Human immunodeficiency virus (HIV) and simian immunodeficiency virus (SIV) infections compromise gut immunological barriers, inducing high levels of inflammation and a severe depletion of intestinal CD4+ T cells. Expression of α4β7 integrin promotes homing of activated T cells to intestinal sites where they become preferentially infected; blockade of α4β7 with an anti-α4β7 monoclonal antibody (mAb) prior to infection has been reported to reduce gut SIV viremia in rhesus macaques (RMs). Interleukin-21 (IL-21) administration in antiretroviral therapy-treated, SIV-infected RMs reduces gut inflammation and improves gut integrity. We therefore hypothesized that the combination of IL-21 and anti-α4β7 mAb therapies could synergize to reduce inflammation and HIV persistence. We co-administered two intravenous doses of rhesus anti-α4β7 mAb (50 mg/kg) combined with seven weekly subcutaneous infusions of IL-21–IgFc (100 μg/kg) in four healthy, SIV-uninfected RMs to evaluate the safety and immunological profiles of this intervention in blood and gut. Co-administration of IL-21 and anti-α4β7 mAb showed no toxicity at the given dosages as assessed by multiple hematological and chemical parameters and did not alter the bioavailability of the therapeutics or result in the generation of antibodies against the anti-α4β7 mAb or IL-21–IgFc.
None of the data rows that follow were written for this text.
PR #7532, opened 2025-12-17
fix: Add explicit GITHUB_TOKEN permissions to workflows [ACT-2078] / [INTEG-3360]

mgoudy91:
- Add permissions block to all marketplace partner apps workflows

This addresses the security finding that workflows should explicitly limit GITHUB_TOKEN permissions following the principle of least privilege.

### DIFF
--- a/.github/workflows/codeql.yml
+++ b/.github/workflows/codeql.yml
@@ -1,7 +1,7 @@
 ---
 name: "CodeQL Scan for GitHub Actions Workflows"
 
-on:
+"on":
   push:
     branches: [main]
     paths: ['.github/workflows/**']


.github/workflows/pr-title-check.yml
```diff
@@ -4,6 +4,9 @@ name: PR Title Check
   pull_request:
     types: [opened, edited, synchronize]
 
+permissions:
```
mgoudy91: Only ever reads + fails job

apps/eppo/.github/workflows/build-test.yml
```diff
@@ -5,6 +5,9 @@ name: ESLint & TSC
 # Event for the workflow
 "on": [pull_request]
 
+permissions:
```
mgoudy91: only needs to read to get code for build and test

PR #7534, opened 2025-12-18
chore: Remove Wix app [MAPS-184]

joaquincasal:
## Purpose

This app was deprecated some time ago, we're removing the code from the repo.

## Approach

Removed the app's code and all references to it in configurations: dependabot, release please and catalog-info.


ryunsong-contentful (approved):
Goodbye forever

PR #7746, opened 2026-02-04
feat: adding refresh assets mechanism [ZEND-7539]

david-shibley-contentful:
## Purpose

We have a customer that seems to have gotten their asset metadata in a weird state and we need a manual mechanism for refreshing those assets and their metadata

## Approach

Screenshot 2026-02-04 at 9 26 09 AM

- **New App Action (Function):** A `refresh-assets` app function that accepts asset/entry context, re-fetches metadata from the Bynder API, and updates the corresponding Contentful assets.
- **Sidebar UI:** The Bynder sidebar now exposes a way to trigger this refresh (e.g. per-asset or batch) and shows feedback during the operation.
- **Manifest and wiring:** The app manifest is updated to declare the new app action, including parameter schemas; the Sidebar fetches and invokes app actions for the **current environment** so the correct function URL is used in each space/environment.

### DIFF
--- a/apps/bynder/utils/transformAsset.ts
+++ b/apps/bynder/utils/transformAsset.ts
@@ -1,11 +1,26 @@
 import { FIELDS_TO_PERSIST } from './constants';
 
 /**
+ * Normalize an asset ID to standard UUID format (8-4-4-4-12) for consistent API output.
+ * Handles Bynder's 8-4-4-16 format and hyphen-less hex; leaves non-UUID strings unchanged.
+ */
+function normalizeIdToStandardUuid(assetId: string | null | undefined): string {
+  if (assetId == null || typeof assetId !== 'string') {
+    return '';
+  }
+  const clean = assetId.replace(/-/g, '').toLowerCase();
+  if (clean.length === 32 && /^[0-9a-f]{32}$/.test(clean)) {
+    return `${clean.slice(0, 8)}-${clean.slice(8, 12)}-${clean.slice(12, 16)}-${clean.slice(16, 20)}-${clean.slice(20, 32)}`;
+  }
+  return assetId;
+}
+
+/**
  * Extract thumbnails from asset files object
  */
 function extractThumbnails(asset: any): Record<string, string> {
   const thumbnails: Record<string, string> = {};
-  
+
   if (asset.files) {
     // Handle webImage and thumbnail specifically
     if (asset.files.webImage?.url) {
@@ -14,7 +29,7 @@ function extractThumbnails(asset: any): Record<string, string> {
     if (asset.files.thumbnail?.url) {
       thumbnails.thul = asset.files.thumbnail.url;
     }
-    
+
     // Add all other file types
     Object.entries(asset.files).forEach(([key, value]: [string, any]) => {
       const lowerKey = key.toLowerCase();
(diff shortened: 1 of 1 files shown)


apps/bynder/src/App.tsx
```diff
@@ -0,0 +1,3 @@
+// This file is no longer needed - main.tsx handles location routing directly
```
david-shibley-contentful: delete this file

apps/bynder/functions/Utils/assetRefreshUtils.ts
```diff
@@ -0,0 +1,195 @@
...
+ * This matches the transformAsset function logic from index.jsx
+ *
+ * @param apiAsset - Raw asset data from Bynder API
+ * @param existingAsset - Existing asset data from Contentful (to preserve selectedFile)
+ * @returns Transformed asset data matching Contentful storage format
+ */
+export function transformApiAssetToStoredFormat(
+  apiAsset: any,
+  existingAsset?: any
+): any {
```
primeinteger: Would it be possible to reuse the `transformAsset(asset, selected)` function? The existing function seems like it would achieve the same result.

apps/bynder/functions/refresh-assets.ts
```diff
@@ -0,0 +1,353 @@
...
+import { BynderAuthConfig } from "./types";
+
+/**
+ * Check if an object matches the Bynder asset schema
+ */
+const CORE_BYNDER_FIELDS = [
+  "id",
+  "name",
+  "dateCreated",
+  "dateModified",
```
primeinteger: Looks like this constant already exists in bynderUtils.ts, can it be exported and used here instead of duplicating?

apps/bynder/functions/Utils/assetRefreshUtils.ts
```diff
@@ -0,0 +1,76 @@
...
+ *
+ * @param config - Bynder authentication configuration
+ * @param assetMap - Map of normalizedId -> { originalId, existingAsset }
+ * @returns Map of normalizedId -> refreshed asset data
+ */
+export async function refreshMultipleAssets(
+  config: BynderAuthConfig,
+  assetMap: Map<string, { originalId: string; existingAsset: any }>
+): Promise<Map<string, any>> {
+  const refreshedAssets = new Map<string, any>();
```
ryunsong-contentful: These refreshed asset mappings isn't just any right? They should have a consistent type and form

apps/bynder/functions/refresh-assets.ts
```diff
@@ -0,0 +1,276 @@
...
+    assetMap.forEach((occurrences, normalizedId) => {
+      const storedId = occurrences[0].asset?.id || normalizedId;
+      const originalId = resolveBynderAssetIdForApi(String(storedId));
+      assetsToRefresh.set(normalizedId, {
+        originalId,
+        existingAsset: occurrences[0].asset,
+      });
+    });
+
+    const refreshedAssets = await refreshMultipleAssets(config, assetsToRefresh);
```
ryunsong-contentful: When some assets fail to refresh (e.g. deleted in Bynder, or 403), we still update the entry with the ones that succeeded and return `refreshedCount: refreshedAssets.size`. However, the caller only sees how many succeeded, not which IDs failed. 

Consider returning a list of failed asset IDs (or a `failedIds: string[]`) so the UI can show that to the customer.

PR #374, opened 2017-04-10
Simpler way to create amqp methods in binding deletion.

### LINKED ISSUE #243: UI operation for binding deletion doesn't respect extra binding arguments
See [this mailing list thread](https://groups.google.com/forum/#!topic/rabbitmq-users/m4oaXLfzlT0).

hairyhum:
Fixes #243 
Formatting/parsing a binding loses information about argument types,
so unbinding can fail if arguments are not of "standard" type.
For example if number argument is not `long`

### DIFF
--- a/src/rabbit_mgmt_wm_binding.erl
+++ b/src/rabbit_mgmt_wm_binding.erl
@@ -25,7 +25,6 @@
 -include_lib("amqp_client/include/amqp_client.hrl").
 
 %%--------------------------------------------------------------------
-
 init(_, _, _) -> {upgrade, protocol, cowboy_rest}.
 
 rest_init(Req, _Config) ->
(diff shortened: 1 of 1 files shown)


michaelklishin:
@hairyhum can you recommend a way to reproduce this?

hairyhum:
From a client which supports argument typing:
* create a binding with a numerical `long` argument
* create a binding with a numerical `signedint` (or other non-long) argument.

The first one will be deletable in 3.6.9, deleting the second one will return 204, but the binding will persist.

michaelklishin:
Reproduced this with the Go client and the following bindings:

``` go
	if err = channel.QueueBind(
		"management243-q1", // name of the queue
		"q1",        // bindingKey
		*exchangeName,   // sourceExchange
		false,      // noWait
	        amqp.Table{
		"int16": int16(100),
		"int32": int32(100),
		"int64": int64(100),
		},        // arguments
	); err != nil {
		log.Fatalf("Queue Bind: %s", err)
	}
	if err = channel.QueueBind(
		"management243-q2", // name of the queue
		"q2",        // bindingKey
		*exchangeName,   // sourceExchange
		false,      // noWait
		amqp.Table{
		"int8": int8(2),
		},        // arguments
	); err != nil {
		log.Fatalf("Queue Bind: %s", err)
	}
```

PR #391, opened 2017-05-04
Ensure cowboy Req is returned from `with_decode`

kjnilsson:
Reversing initial fix in 74e9e36cf7a8baa9e5a0d6714fb7111dee5a37f8

Usages of `with_decode` closed over the ReqData and returned the
instance before the body decode. This had the effect of causing an error
after a  POST or PUT request had been issues on the same keep-alive
connection.


michaelklishin:
Wow, good find.

PR #399, opened 2017-05-26
Augment queues after sorting (if possible)

binarin:
Profiling shows that most expensive part of listing
queues/exchanges/channels etc. is calculating various rates using
exometer functionality.

Given that Web UI uses pagination and the default sort order (and some
other reasonable sort orders) actually doesn't require augmented data
to perform sorting and paging, sometimes we can postpone augmentation
until the data set is a lot smaller.

This patch lays basic groundwork for this approach and also implements
such a behavior for queues.

Test on my workstation shows that on a broker with 10000 warmed-up queues
reply time for a 100-items page with default sort orders drops from 6
seconds to 0.3 seconds. These are timings when
rabbit_mgmt_db:submit_cached/4 doesn't hit, and caching slightly
improves the situation. But this patch strives to get rid of this
overhead completely.

### DIFF
--- a/src/rabbit_mgmt_util.erl
+++ b/src/rabbit_mgmt_util.erl
@@ -315,8 +315,9 @@ unaugmented_reply_list_or_paginate(BasicFacts,
       ReqData, Context,
       fun(Pagination) ->
               DefaultSorts = ["vhost", "name"],
-              SortParam = merge_sorts_from_req(DefaultSorts, ReqData),
-              AugmentAfterPagination = is_pagination_requested(Pagination) andalso CanAugmentAfterPaginationPredicate(SortParam),
+              SortParam = get_value_param(<<"sort">>, ReqData),
+              MentionedSortColumns = lists:usort(merge_sorts(DefaultSorts, SortParam)),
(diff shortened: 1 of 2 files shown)


kjnilsson:
Looks like sensible approach to me, thank you! 

The only potential draw-back is that there will be a substantial performance difference once someone decide to use sorting.

binarin:
I've fixed it.

michaelklishin:
Both management test suites and test suites of 4 HTTP API clients pass with this => LGTM.

binarin:
I'm not sure that I'll have to implement this for other things, such as exchanges or channels. Should I file an issue?

michaelklishin:
@binarin it's worth exploring for connections and channels. A large number of exchanges is something pretty rare to come by.

carlhoerberg:
Edge case, but our shared clusters we have a lot of them, as each vhost as at least 7 exchanges, so 7000 exchanges is not rare for us..

michaelklishin:
@carlhoerberg fair enough. If we can do the same for exchanges, I'm all for it, of course.

michaelklishin:
#417 extends this approach to exchanges. Connections and channels will require a slightly modified version but we hope the same idea is applicable.

PR #415, opened 2017-06-13
Use rabbit_mgmt_format:args_hash to get args hash in bindings API and tests

hairyhum:
Part of fix for rabbitmq/rabbitmq-server#1243

Requires https://github.com/rabbitmq/rabbitmq-management-agent/pull/47


michaelklishin:
Should this be backported to `stable`?

michaelklishin:
That's a good point. OK.

PR #418, opened 2017-06-16
Extend resource augmentation optimisation.

### LINKED ISSUE #417: extend /queues optimisation approach
Extend the approach in #399 to sequence the `sort`, `page` and `augment` operations in the most optimal way for a given query and also to cover exchanges and vhosts as well as queues.

The idea is to first analyse the request and translate it into a strategy that will execute the most optimal sequence of augmentation and paging operations. Take this pseudo pattern match expression where the first item is a bool indicating whether paging is requested, the second whether the sorting columns include "extended" properties, i.e. properties not present in the resource record and the third item whether any extended columns are requested. Here we return a pipeline of operations to execute to augment the request. Not all include the expensive cluster-wide `augment` operation. Also there is a case where we can page _before_ we augment which will also yield efficiency gains.

```
{false, basic, basic}
    [sort];
{false, extended, _}
    [augment, sort];
{true, basic | default, basic}
    [sort, page]
{true, extended, _}
    [augment, sort, page];
{true, basic, extended}
    [sort, page, augment]

```

kjnilsson:
Analyses the http request paging, column and sorting parameters and builds
up the most optimal augmentation pipeline. This allows us to skip
cluster-wide augmentation when only basic fields are requested as well
as reduce the augmentation set in certains scenarios prior to
augmentation.

`hop` and `rabbit-hole` tests suites pass.

Fixes #417

### DIFF
--- a/src/rabbit_mgmt_util.erl
+++ b/src/rabbit_mgmt_util.erl
@@ -34,13 +34,16 @@
 -export([with_decode/5, decode/1, decode/2, set_resp_header/3,
          args/1]).
 -export([reply_list/3, reply_list/5, reply_list/4,
-         sort_list/2, destination_type/1, reply_list_or_paginate/3,
-         unaugmented_reply_list_or_paginate/5]).
+         sort_list/2, destination_type/1, reply_list_or_paginate/3
+         ]).
 -export([post_respond/1, columns/1, is_monitor/1]).
 -export([list_visible_vhosts/1, b64decode_or_throw/1, no_range/0, range/1,
          range_ceil/1, floor/2, ceil/1, ceil/2]).
--export([pagination_params/1, maybe_filter_by_keyword/4,
-         get_value_param/2]).
+-export([pagination_params/1,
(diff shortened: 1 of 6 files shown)


src/rabbit_mgmt_util.erl
```diff
@@ -355,6 +300,104 @@ merge_sorts(DefaultSorts, Extra) ->
...
+column_strategy(Cols, BasicColumns) ->
+    case Cols -- BasicColumns of
+        [] -> basic;
+        _ -> extended
+    end.
+
+% columns are [[binary()]] - this takes the first item
+columns_as_strings(all) -> all;
+columns_as_strings(Columns0) ->
+    Columns = lists:foldl(fun([C | _], Acc) ->
```
dcorbacho: Could use `lists:map` or lists comprehensions and avoid the `lists:reverse`

kjnilsson: makes sense.

PR #426, opened 2017-06-21
Fix rabbitmqadmin link on /cli page. Make its URI absolute so it alwa…

lukaswoj:
…ys works, even when /cli page gets accessed without trailing slash, like http://rabbitmq.server:15672/cli


michaelklishin:
Thank you. I will cherry-pick to `stable`.

PR #454, opened 2017-07-26
Change users bulk delete to use a deletion resource.

kjnilsson:
DELETE with a payload doesn't have prescribed semantics and at least
older version of the HTTP spec prescribe that the request uri should
full identify the resource to be deleted.

This change introduces a /users/bulk-delete resource to which we POST the
users that are to be deleted.

[#149484991]


dcorbacho:
I think it would be better to implement it on a different handler (i.e `rabbit_mgmt_wm_users_bulk_delete`, as in this way we allow to do a `GET` of `/users/bulk-delete` and a `POST` of `/users`.

kjnilsson:
Good point @dcorbacho

kjnilsson:
Ok I've updated it to use a new handler as suggested.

Upon treatment, the frequency of CD4 memory T cells expressing β7 increased in blood and decreased in gut, consistent with an inhibition of activated CD4 T-cell homing to the gut. Furthermore, the frequency of T cells expressing proliferation and immune activation markers decreased in blood and, more profoundly, in gut. The combined IL-21 plus anti-α4β7 mAb therapy is well-tolerated in SIV-uninfected RMs and reduces the gut homing of α4β7+ CD4 T cells as well as the levels of gut immune activation.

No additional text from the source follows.